EXERCISE
Only the lines below, from the one with "care of this!" through the one with "hdu_list.sort(key=lambda x: extensions.index(x.name))", are to be written out, exactly.

SUPPLIED DATA
PR #243, opened 2020-02-10
Add retry+exponential backoff to s3 download.

mgdaily:
We've been seeing some ChunkedEncodingErrors when pulling frames directly from s3, so I've added some basic retry logic with exponential backoff to the s3 downloading function. I found this cool library Tenacity (https://github.com/jd/tenacity) over the weekend that provides a nice, simple interface for setting up retry logic.

Also added the `stream=True` flag to the `requests.get()` call to s3.

For now, I have the parameters set in the decorator; there probably is a better place to put them?

### DIFF
--- a/banzai/utils/fits_utils.py
+++ b/banzai/utils/fits_utils.py
@@ -10,6 +10,7 @@ import numpy as np
 from astropy.io import fits
 from astropy.coordinates import SkyCoord
 from astropy import units
+from tenacity import retry, wait_exponential, stop_after_attempt
 
 logger = logging.getLogger('banzai')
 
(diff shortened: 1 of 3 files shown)


banzai/utils/fits_utils.py
```diff
@@ -213,26 +214,28 @@ def get_basename(path):
     return basename
 
 
+@retry(wait=wait_exponential(multiplier=2, min=4, max=10), stop=stop_after_attempt(4), reraise=True)
```
mgdaily: I realized these parameters aren't obvious, so I'll throw a comment in.

Stop after 4 attempts, and back off exponentially with a minimum wait time of 4 seconds, and a maximum of 10. If it fails, "reraise" the original exception back up to the caller.

mgdaily: https://tenacity.readthedocs.io/en/latest/index.html#waiting-before-retrying

PR #247, opened 2020-02-27
proper uncertainty propagation on divide.

gmbrandt:
This PR fixes error propagation between two instances of `CCDData` when they are divided, using this eq 13 [here](http://ipl.physics.harvard.edu/wp-uploads/2013/03/PS3_Error_Propagation_sp13.pdf).

### DIFF
--- a/banzai/data.py
+++ b/banzai/data.py
@@ -123,12 +123,14 @@ class CCDData(Data):
         return self
 
     def __itruediv__(self, value):
-        if isinstance(value, CCDData):
-            self.data /= value.data
-            self.uncertainty /= value.uncertainty
+        if isinstance(value, type(self)):
+            self.uncertainty = np.abs(self.data) * np.sqrt(
+                (self.uncertainty / self.data) ** 2 + (value.uncertainty / value.data) ** 2)
+            self.data = np.divide(self.data, value.data)
             self.meta['SATURATE'] /= value.meta['SATURATE']
             self.meta['GAIN'] /= value.meta['GAIN']
             self.meta['MAXLIN'] /= value.meta['MAXLIN']
+            self.mask |= value.mask
         else:
             self.__imul__(1.0 / value)
         return self
--- a/banzai/data.py
+++ b/banzai/data.py
@@ -123,9 +123,9 @@ class CCDData(Data):
         return self
 
     def __itruediv__(self, value):
-        if isinstance(value, type(self)):
-            self.uncertainty = np.abs(self.data / value.data) * np.sqrt(
-                (self.uncertainty / self.data) ** 2 + (value.uncertainty / value.data) ** 2)
+        if isinstance(value, CCDData):
+            self.uncertainty = np.abs(self.data / value.data) * \
+                               np.sqrt((self.uncertainty / self.data) ** 2 + (value.uncertainty / value.data) ** 2)
             self.data = np.divide(self.data, value.data)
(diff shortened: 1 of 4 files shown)


banzai/data.py
```diff
@@ -123,12 +123,14 @@ def __imul__(self, value):
         return self
 
     def __itruediv__(self, value):
-        if isinstance(value, CCDData):
```
gmbrandt: I am not sure whether this should be CCDData or type(self), it seems to make sense to be type(self) instead of being restricted to the parent class.

cmccully: I disagree actually. Basically if the data object has an attribute uncertatinty we want to propagate it even if one is an image ccd data class  (e.g. from a bias frame) and the other is a spectrum ccddata object.

gmbrandt: Great, thanks for clarifying. I agree now.

banzai/data.py
```diff
@@ -123,12 +123,14 @@ def __imul__(self, value):
...
-            self.data /= value.data
-            self.uncertainty /= value.uncertainty
+        if isinstance(value, type(self)):
+            self.uncertainty = np.abs(self.data / value.data) * np.sqrt(
+                (self.uncertainty / self.data) ** 2 + (value.uncertainty / value.data) ** 2)
```
cmccully: The spacing on this is weird. maybe do 
self.uncertainty = np.abs(self.data / value.data) * \
    np.sqrt((self.uncertainty / self.data) ** 2 + (value.uncertainty / value.data) ** 2)

banzai/tests/utils.py
```diff
@@ -23,7 +23,7 @@ def __init__(self, image_multiplier=1.0, nx=101, ny=103, name='test_image', read
         if meta is not None:
             self.meta = meta
         else:
-            self.meta = Header()
+            self.meta = Header({'SATURATE': 1, 'GAIN': 1, 'MAXLIN': 1})
```
mgdaily: Minor nitpick. If we're not using these header keywords in many other tests, we may just want to specify them when instantiating the `FakeCCDData` object in the test itself, rather than having them automatically hardcoded/populated in the constructor.

banzai/tests/test_frames.py
```diff
@@ -27,6 +27,23 @@ def test_subtract():
...
     assert (test_data.data == 3 * np.ones(test_data.data.shape)).all()
+    assert np.allclose(test_data.uncertainty, 3)
+
+
+def test_uncertainty_propagation_on_divide():
+    data1 = FakeCCDData(data=np.array([2, 2]), uncertainty=np.array([2, 2]))
+    data2 = FakeCCDData(data=np.array([1, 1]), uncertainty=np.array([2, 2]))
+    data1 /= data2
+    assert np.allclose(data1.data, 2)
+    assert np.allclose(data1.uncertainty, 2*np.sqrt(5))
```
mgdaily: Maybe assert that the `SATURATE`, `GAIN` and `MAXLIN` keywords were properly calculated too?

banzai/tests/utils.py
cmccully: Also a saturate keyword of 1 and maxlin of 1 has the potential to break things.

banzai/tests/test_frames.py
gmbrandt: I agree, added now.

PR #250, opened 2020-03-06
Update lco-ingester dependency version

irasnyd:
The lco-ingester library has been updated to version 2.1.14, which
itself contains an update to one of its dependencies,
opentsdb-python-metrics, which publishes metrics data on the standard
HTTP port 80 by default, rather than using a custom port number.

This behavior is also now configurable, rather than being hard-coded
into the library.

With this change, the LCO IT staff will be able to migrate the OpenTSDB
server to our newer hardware platform.

### DIFF
--- a/CHANGES.md
+++ b/CHANGES.md
@@ -1,3 +1,8 @@
+0.28.8 (2020-03-09)
+-------------------
+- Upgrade ingester lib version to address OpenTSDB default HTTP port issue.
+- Fix EXPTIME to be a float, rounded to 6 digits.
+
 0.28.7 (2020-03-05)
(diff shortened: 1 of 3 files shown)


irasnyd:
I'll let you guys actually merge and deploy this. There is no urgent rush, however this will really help the IT Team significantly in the very near term. We would appreciate if this can get merged and deployed within the next week or so.

mgdaily:
Thank you Ira!

For the purposes of documentation, I have also rolled in a fix to the EXPTIME into this PR, forcing it to be a float rounded to 6 digits.

PR #256, opened 2020-04-01
Plumbed frame id through if we get download a file from s3.

cmccully:


banzai/utils/fits_utils.py
```diff
@@ -122,8 +122,9 @@ def open_fits_file(file_info, context, is_raw_frame=False):
     if file_info.get('path') is not None and os.path.exists(file_info.get('path')):
         buffer = open(file_info.get('path'), 'rb')
         filename = os.path.basename(file_info.get('path'))
+        frame_id = None
     elif file_info.get('frameid') is not None:
-        buffer = download_from_s3(file_info, context, is_raw_frame=is_raw_frame)
+        buffer, frame_id = download_from_s3(file_info, context, is_raw_frame=is_raw_frame)
```
mgdaily, line 127: Could you just directly set `frame_id = file_info.get('frameid')` in this block, rather than returning it from `download_from_s3()`?

cmccully:
Merged into astrometry photometry branch.

PR #258, opened 2020-04-24
Fixes for logging in celery

cmccully:


banzai/celery.py
```diff
@@ -36,6 +38,14 @@ def configure_workers(**kwargs):
     reload(metric_wrappers)
 
 
+app = Celery('tasks')
```
mgdaily, line 41: I don't think you want to initialize a new celery app, here, but just use the existing one that's defined on line 15.

PR #265, opened 2020-05-29
Remove configdb test data that will be removed from configdb

eheinrich:
Data that is being removed from the configdb because it is now represented in another way is removed from the test dump of configdb data.


mgdaily:
@eheinrich Thanks for taking care of this!

PR #266, opened 2020-06-02
Check that extension is in HDUList before trying to re-order. Add test.

mgdaily:


banzai/utils/fits_utils.py
```diff
@@ -221,11 +221,18 @@ def reorder_hdus(hdu_list: fits.HDUList, extensions: list):
...
     for idx, extension_name in enumerate(extensions):
         if hdu_list[idx].name != extension_name:
-            hdu = hdu_list[extension_name]
+            try:
+                hdu = hdu_list[extension_name]
+            except KeyError:
+                # If the extension is not present in the HDUList, do not try and re-order it.
+                logger.warning(f"Extension {extension_name} not present in HDUList.")
+                extensions.remove(extension_name)
+                continue
```
cmccully, line 235: Removing from a list in a for loop is messy. I think I would recommend the following:
def reorder_hdus(hdu_list, extensions):
    if extensions is None:
        extensions = []
    extensions += [hdu.name for hdu in hdu_list]
    # Use an ordered dict to get unique elements
    extensions = list(OrderedDict.fromkeys(extensions))
    hdu_list.sort(key=lambda x: extensions.index(x.name))

PR #269, opened 2020-06-16
Add logic to munge data and trim sections for fs01 into correct form.

mgdaily:
This is to deal with the fact that fs01 has pre-scan turned on, and its detector and data sections are incorrect. Turning off pre-scan and appropriately adjusting the header keywords requires a great deal of data validation and effort in low-level software.

This logic should be removed when the fs01 spectral camera is retired.

### DIFF
--- a/banzai/lco.py
+++ b/banzai/lco.py
@@ -400,7 +400,7 @@ class LCOFrameFactory(FrameFactory):
                         hdu_list += self._munge_data_cube(hdu)
                     # update datasec/trimsec for fs01
                     if hdu.header.get('INSTRUME') == 'fs01':
-                        self._update_spectral_sections(hdu)
+                        self._update_fs01_sections(hdu)
                     if hdu.data.dtype == np.uint16:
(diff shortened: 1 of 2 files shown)


banzai/lco.py
```diff
@@ -485,6 +488,18 @@ def _init_saturate(image):
                          image=image)
             raise MissingSaturate
 
+    @staticmethod
+    def _update_spectral_sections(hdu):
```
cmccully, line 492: I would mark this fs01 in the function name.

banzai/lco.py
```diff
@@ -485,6 +488,18 @@ def _init_saturate(image):
...
+        """
+        Manually update data and trim sections for fs01 spectral camera
+        :param hdu: Astropy ImageHDU
+        """
+        section_keywords = {'TRIMSEC': '[2:2046,3:2015]',
```
cmccully, line 497: You might add a case to only set these values when the trimsec and datasec are their current values.

PR #276, opened 2020-07-09
Feature/multiple science cameras

jnation3406:
The unit tests are passing, but I am unsure how to run the integration test suite for banzai. I had to add a FakeImage class to the test/utils.py to get a few of the unit tests to pass... not sure how that works in the master branch right now \_O_/.


jnation3406:
Configdb-dev currently has the extra structures and multiple science_cameras, but prod does not yet, so don't merge this change in to prod until then.

jnation3406:
Can I copy the configdb_example.json file from this branch into a banzai_nres branch? I think that is the only change needed for banzai nres because it looks like it uses banzai's configdb access code as far as I can tell. It looks like it relies on an older version of banzai (0.28.0) right now, but I assume that can be upgraded to the latest once this change is in banzai?

banzai/lco.py
```diff
@@ -22,7 +22,7 @@ class LCOObservationFrame(ObservationFrame):
     def get_output_filename(self, runtime_context):
         # TODO add a mode for AWS filenames
         output_directory = os.path.join(runtime_context.processed_path, self.instrument.site,
-                                        self.instrument.name, self.epoch, 'processed')
+                                        self.instrument.camera, self.epoch, 'processed')
```
cmccully, line 25: This will break NRES. It may be the right thing to do, but we need to make NRES consistent.

banzai/dbs.py
```diff
@@ -147,18 +147,18 @@ def parse_configdb(configdb_address):
...
-                                      'name': ins.get('code'),
-                                      'type': sci_cam['camera_type']['code']}
-                        # hotfix for configdb
-                        if not instrument['name']:
-                            instrument['name'] = instrument['camera']
-                        if instrument['name'] in CAMERAS_FOR_INSTRUMENTS:
-                            instrument['camera'] = CAMERAS_FOR_INSTRUMENTS[instrument['name']]
-                        instruments.append(instrument)
+                    for sci_cam in ins['science_cameras']:
+                        if sci_cam is not None:
```
cmccully, line 151: Do we still need to check for None here?

banzai/tests/utils.py
```diff
@@ -164,3 +164,7 @@ def __init__(self):
         self.frameid = 1234
         self.filepath = '/tmp/'
         self.filename = 'test.fits'
+
+
+class FakeImage(FakeCalImage):
```
cmccully, line 169: I'm not sure why this is necessary. Hopefully we can remove it?

jnation3406: I added this FakeImage class because one of the test classes (qc_stage_integration_tests.py) imports it, and it did not exist. So I don't know how the current set of unit tests were passing, but this is what I had to do to get them to pass running locally using the command specified in the readme.

banzai/dbs.py
jnation3406: I don't think there is a case where the instrument has science_cameras, but they are each none, so I would think this is unnecessary.

banzai/lco.py
jnation3406: @mgdaily Can you comment on this? If this method is to build the AWS daydir, then I think we store the data by instrument code (instrument.name) rather than camera code (instrument.camera), but I am not sure how this is used exactly?

mgdaily: Yes, that's correct. This builds the daydir structure for when we write to disk. Name is what we want in this case.

banzai/tests/utils.py
mgdaily: I'll take a look at this and update it.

EXERCISE ANSWER
@eheinrich Thanks for taking care of this!

PR #266, opened 2020-06-02
Check that extension is in HDUList before trying to re-order. Add test.

mgdaily:


banzai/utils/fits_utils.py
```diff
@@ -221,11 +221,18 @@ def reorder_hdus(hdu_list: fits.HDUList, extensions: list):
...
     for idx, extension_name in enumerate(extensions):
         if hdu_list[idx].name != extension_name:
-            hdu = hdu_list[extension_name]
+            try:
+                hdu = hdu_list[extension_name]
+            except KeyError:
+                # If the extension is not present in the HDUList, do not try and re-order it.
+                logger.warning(f"Extension {extension_name} not present in HDUList.")
+                extensions.remove(extension_name)
+                continue
```
cmccully, line 235: Removing from a list in a for loop is messy. I think I would recommend the following:
def reorder_hdus(hdu_list, extensions):
    if extensions is None:
        extensions = []
    extensions += [hdu.name for hdu in hdu_list]
    # Use an ordered dict to get unique elements
    extensions = list(OrderedDict.fromkeys(extensions))
    hdu_list.sort(key=lambda x: extensions.index(x.name))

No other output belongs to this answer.